PR #997, opened 2024-11-23
Add Timing Instrumentation to `has_trip_ended` Function

TeachMeTW:
## Summary

Adds timing instrumentation to the `has_trip_ended` function, improving observability and allowing for detailed performance monitoring of key operations.

## Changes

1. **Timing Instrumentation**:
   - Added timing measurements for the following operations within the `has_trip_ended` function:
     - **Time Calculations**: Measures the computation time for variables like `timeDelta`, `distDelta`, and `speedDelta`.
     - **Motion Check**: Tracks the time taken to evaluate ongoing motion in the specified time range.
     - **Distance Threshold Check**: Times the evaluation of `last5MinsDistances` and `last10PointsDistances` against their thresholds.


TeachMeTW:
Was part of the bottom 80%, no longer needed

PR #999, opened 2024-12-09
Fix `DB_RESULT_LIMIT` Parsing to Allow Integer Configuration

TeachMeTW:
## Summary

Fixes an issue where the `DB_RESULT_LIMIT` configuration was being treated as a string, preventing it from being set as an integer dynamically. The update ensures the value is properly parsed as an integer, enabling correct configuration usage.

## Changes

- Ensures `DB_RESULT_LIMIT` is parsed as an integer.
- Retains the default value of `250000` if the configuration is not explicitly set.

## Why This Fix?

- Previously, the value of `DB_RESULT_LIMIT` was treated as a string, leading to unexpected behavior when attempting to use or override it.
- This change resolves the type mismatch and ensures the value can be correctly parsed and used as an integer.

## Testing
- Tested with no `DB_RESULT_LIMIT` set: defaults to `250000`.
- Tested with `DB_RESULT_LIMIT` set to a valid integer: properly reflects the configured value.
- Tested with invalid `DB_RESULT_LIMIT` (non-numeric string): verified that it raises an appropriate error -- defaults to 250,000 if error

image

### DIFF
--- a/emission/core/get_database.py
+++ b/emission/core/get_database.py
@@ -23,7 +23,7 @@ for key in ["DB_HOST", "DB_RESULT_LIMIT"]:
         db_config[key] = None
 print("Retrieved config: %s" % db_config)
 url = config.get("DB_HOST", "localhost")
-result_limit = config.get("DB_RESULT_LIMIT", 250000)
+result_limit = int(config.get("DB_RESULT_LIMIT", 250000))
 
 try:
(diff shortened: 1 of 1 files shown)


JGreenlee (approved):
LGTM!

shankari:
LTGM! As general feedback, it would be good to have screenshots of all the tests that you did, maybe in a table, but I am not going to hold up the release for that.

PR #1003, opened 2024-12-19
clear AND reload analysis config on tests’ tearDown

JGreenlee:
There are several tests that call `etc.set_analysis_config` in their `setUp()` to set config options in certain testing scenarios. This creates a config file, and in tearDown of each test the config file is deleted via os.remove.

However, just deleting the file is not enough!

When emission.analysis.config is intialized, we read the config and cache it in a variable `config_data` https://github.com/e-mission/e-mission-server/blob/4034533bfc95dbd7c976146341acd3527f9bc7c9/emission/analysis/config.py#L19 When get_config() is called while the pipeline is running, it returns the value of `config_data`, which can be out of sync with the contents of the config file if the config file was added/removed/modified and `reload_config()` was not called. So instead of just calling `os.remove()` these tests also need to call `reload_config()` in their `tearDown()`.

Added this by way of a new function in `emission.tests.common`

Also, I made the config file pathnames into constants for tidiness and to eliminate the risk of typo-related bugs

### DIFF
--- a/emission/analysis/config.py
+++ b/emission/analysis/config.py
@@ -1,17 +1,21 @@
 import json
 import os
 
+ANALYSIS_CONF_PATH = "conf/analysis/debug.conf.json"
+ANALYSIS_CONF_PROD_PATH = "conf/analysis/debug.conf.prod.json"
+ANALYSIS_CONF_DEV_PATH = "conf/analysis/debug.conf.dev.json"
+
 def get_config_data():
     try:
         print("Trying to open debug.conf.json")
-        config_file = open('conf/analysis/debug.conf.json')
+        config_file = open(ANALYSIS_CONF_PATH)
     except:
         if os.getenv("PROD_STAGE") == "TRUE":
             print("In production environment, config not overridden, using default production debug.conf")
-            config_file = open('conf/analysis/debug.conf.prod.json')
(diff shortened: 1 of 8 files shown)


shankari:
@JGreenlee I have merged this since it is clearly the right thing to do, but I don't understand how the analysis config would affect the pipeline timestamps, which is what you reported in 

https://github.com/e-mission/e-mission-server/pull/993#issuecomment-2549462483
> We do not understand why the pipeline start ts comes up as 1440688707.867 during runAllTests.sh.

Is the pipeline not run properly because of the configs? But in that case, the pipeline range should not be set at all (it should be like a new user), right? Can you explain this further?

JGreenlee:
> Is the pipeline not run properly because of the configs? But in that case, the pipeline range should not be set at all (it should be like a new user), right? Can you explain this further?

The pipeline runs properly but behaves differently depending on `"intake.cleaning.filter_accuracy.enable"` in the analysis config.
When `True`, the first trip on Aug 27 starts at `1440688707.867`.
When `False`, that trip starts a bit later at `1440688739.672`.

When the test was run in isolation, `"intake.cleaning.filter_accuracy.enable"` was `False`.
When the test was run during runAllTests.sh, it was `True`.

PR #1004, opened 2024-12-20
fix EnvironmentLocationNotFound error during test-with-manual-install

JGreenlee:
"Teardown the test environment" has been consistently failing for the last month or so.
```
Run source setup/teardown_tests.sh
Removing environment from
CondaError: Run 'conda init' before 'conda deactivate'
EnvironmentLocationNotFound: Not a conda environment: /usr/share/miniconda/envs/emissiontest
Error: Process completed with exit code 1.
```

I noticed that test-with-manual-install.yml follows a similar teardown procedure (with 'emission' as the environment instead of 'emissiontest') I saw that test-with-manual-install.yml invokes activates_conda.sh again right before calling the teardown script

### DIFF
--- a/.github/workflows/test-with-manual-install.yml
+++ b/.github/workflows/test-with-manual-install.yml
@@ -70,4 +70,6 @@ jobs:
 
     - name: Teardown the test environment
       shell: bash -l {0}
-      run: source setup/teardown_tests.sh
+      run: |
+        source setup/activate_conda.sh
+        source setup/teardown_tests.sh


shankari (approved):

shankari:
@JGreenlee thanks so much for handling this! The failure was annoying me too, and I took a brief look at it, but couldn't immediately figure out why the environment was not being deleted given that it had just been used to run the tests. Not activating will do that!

It was also confusing that this broke although the last change to the file was from Apr 2023. 

```
$ git log .github/workflows/test-with-manual-install.yml
commit 6d17182bfc3089dccbcf62edbd1a4ac227b5c7dd
Merge: 54721a19 022182f7
Author: Shankari <shankari@eecs.berkeley.edu>
Date:   Mon Apr 17 10:40:20 2023 -0700
```

I suspect that what happened is that the default version of conda on the github runner changed so that it no longer supports `conda env`. Before that change, since we didn't call activate, we used the default conda. The old default conda appeared to treat deactivating a nonexisting environment as a NOP, the new default conda appears to fail.

PR #1005, opened 2024-12-22
Always run the computation of the user profile stats

shankari:
In https://github.com/e-mission/e-mission-server/pull/993 we expanded `_get_and_store_range` to store entries other than the pipeline range, notably the `last_call_ts`.

However, adding it to the end of the pipeline causes it to be skipped most of the time.

We have an early return from `run_intake_pipeline_for_user` if there is no new data, so the end of the pipeline (the code in #993) is effectively in the "else"

That's fine as long as we were only caching pipeline state, because it wouldn't change if the pipeline was skipped
But now that we are caching the last_call_ts the current location will not work.  Concretely, if the app is contacting the server but is not uploading any data, last_call_ts will never be changed.

Since this is a fix that I am implementing on a holiday weekend, I have not added unit tests to check this. @TeachMeTW please enhance the unit tests to verify that the stats are generated in both cases: (i) when there is new data and (ii) when there is no new data.

### DIFF
--- a/emission/pipeline/intake_stage.py
+++ b/emission/pipeline/intake_stage.py
@@ -76,6 +76,12 @@ def run_intake_pipeline(process_number, uuid_list, skip_if_no_new_data=False):
 
         try:
             run_intake_pipeline_for_user(uuid, skip_if_no_new_data)
+            with ect.Timer() as gsr:
+                logging.info("*" * 10 + "UUID %s: storing user stats " % uuid + "*" * 10)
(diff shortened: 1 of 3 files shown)


shankari:
Tested on staging, stats should be computed now.

```
2024-12-22T05:09:52.399086+00:00**********UUID 45c15db9-97a0-4162-a633-82668100aba8: moving to long term**********
No new entries, and skip_if_no_new_data = True, skipping the rest of the pipeline
2024-12-22T05:09:53.252319+00:00**********UUID 45c15db9-97a0-4162-a633-82668100aba8: storing user stats **********
```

WHAT THE TASK REQUIRES
Would you please return all lines from the listing above that contain "cleaning"?

EXERCISE RESULT
The pipeline runs properly but behaves differently depending on `"intake.cleaning.filter_accuracy.enable"` in the analysis config.
When the test was run in isolation, `"intake.cleaning.filter_accuracy.enable"` was `False`.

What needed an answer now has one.